**WHAT YOU SHOULD DO**
Repeat the data below in full and exactly.

**RECORDS TO PROCESS**

------------------------------------

PR #467, opened 2015-10-27
Fixed typo on URI for DEFAULT_ETCD_DISCOVERY.

dolfdijkstra:
The DEFAULT_ETCD_DISCOVERY parameter had a typo in the scheme part of the URI. It missed a colon after https.
This lead to failure on the discovery of the cluster when the token based discovery was used as the https://discovery.etcd.io could not be reached during the boot/configuration process.


mischief:
lgtm, thank you

PR #470, opened 2015-11-06
grub: add and set coreos.randomize_disk_guid kernel param

pbx0:
coreos.first_boot=1 will no longer trigger disk-guid randomization, so
manual ignition triggers in diskless/pxe scenarios may succeed.  Instead
we explicitly request the randomization when first_boot=1 was added by
grub finding the 00000000-0000-0000-0000-000000000001 disk-guid.


marineam:
LGTM

PR #473, opened 2015-11-10
build_library: directly create streamOptimized vmdk with qemu-img

vcaputo:
Simple optimization and eliminates dependency on vmdk-convert, which
isn't the greatest quality code nor is it receiving much community
attention.

May fix https://github.com/coreos/bugs/issues/868

### DIFF
--- a/build_library/vm_image_util.sh
+++ b/build_library/vm_image_util.sh
@@ -480,12 +480,7 @@ _write_vmdk_scsi_disk() {
 }
 
 _write_vmdk_stream_disk() {
-    # requires two pass conversion, qemu-img doesn't properly support the
-    # stream-optimized VMDK format. The special vmdk-convert tool only takes
-    # VMDK images as an import format.
-    local tmpvmdk="${VM_TMP_DIR}/tmp.vmdk"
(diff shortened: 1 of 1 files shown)


mischief:
any chance this can be tested on vmware?

crawford:
Yep, we have VMware licenses. We'll also need to test the other consumers of these images. I'll follow up offline.

marineam:
A big-ass patch that was reportedly needed to make stream vmdk images work never landed in QEMU. Related old PR: https://github.com/coreos/coreos-overlay/pull/1009

I have no idea if any of the smaller tweaks that have landed since then are sufficient to resolve whatever issues were going on. VMware contributed the vmdk-convert tool specifically because it wasn't possible to create working stream vmdks with QEMU.

marineam:
In short I don't know if this fixes coreos/bugs#868 but is very likely to create VMDK images that are even more broken than they currently are.

marineam:
There may be something entirely different going on like lbzip2 doing something weird, the bug report noted that building CoreOS locally was working but our release images were not.

vcaputo:
Closing this until we have a means of testing the stream optimized vmdk and hopefully reproducing the reported errors.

------------------------------------

**EXERCISE RESULT**
PR #467, opened 2015-10-27
Fixed typo on URI for DEFAULT_ETCD_DISCOVERY.

dolfdijkstra:
The DEFAULT_ETCD_DISCOVERY parameter had a typo in the scheme part of the URI. It missed a colon after https.
This lead to failure on the discovery of the cluster when the token based discovery was used as the https://discovery.etcd.io could not be reached during the boot/configuration process.


mischief:
lgtm, thank you

PR #470, opened 2015-11-06
grub: add and set coreos.randomize_disk_guid kernel param

pbx0:
coreos.first_boot=1 will no longer trigger disk-guid randomization, so
manual ignition triggers in diskless/pxe scenarios may succeed.  Instead
we explicitly request the randomization when first_boot=1 was added by
grub finding the 00000000-0000-0000-0000-000000000001 disk-guid.


marineam:
LGTM

PR #473, opened 2015-11-10
build_library: directly create streamOptimized vmdk with qemu-img

vcaputo:
Simple optimization and eliminates dependency on vmdk-convert, which
isn't the greatest quality code nor is it receiving much community
attention.

May fix https://github.com/coreos/bugs/issues/868

### DIFF
--- a/build_library/vm_image_util.sh
+++ b/build_library/vm_image_util.sh
@@ -480,12 +480,7 @@ _write_vmdk_scsi_disk() {
 }
 
 _write_vmdk_stream_disk() {
-    # requires two pass conversion, qemu-img doesn't properly support the
-    # stream-optimized VMDK format. The special vmdk-convert tool only takes
-    # VMDK images as an import format.
-    local tmpvmdk="${VM_TMP_DIR}/tmp.vmdk"
(diff shortened: 1 of 1 files shown)


mischief:
any chance this can be tested on vmware?

crawford:
Yep, we have VMware licenses. We'll also need to test the other consumers of these images. I'll follow up offline.

marineam:
A big-ass patch that was reportedly needed to make stream vmdk images work never landed in QEMU. Related old PR: https://github.com/coreos/coreos-overlay/pull/1009

I have no idea if any of the smaller tweaks that have landed since then are sufficient to resolve whatever issues were going on. VMware contributed the vmdk-convert tool specifically because it wasn't possible to create working stream vmdks with QEMU.

marineam:
In short I don't know if this fixes coreos/bugs#868 but is very likely to create VMDK images that are even more broken than they currently are.

marineam:
There may be something entirely different going on like lbzip2 doing something weird, the bug report noted that building CoreOS locally was working but our release images were not.

vcaputo:
Closing this until we have a means of testing the stream optimized vmdk and hopefully reproducing the reported errors.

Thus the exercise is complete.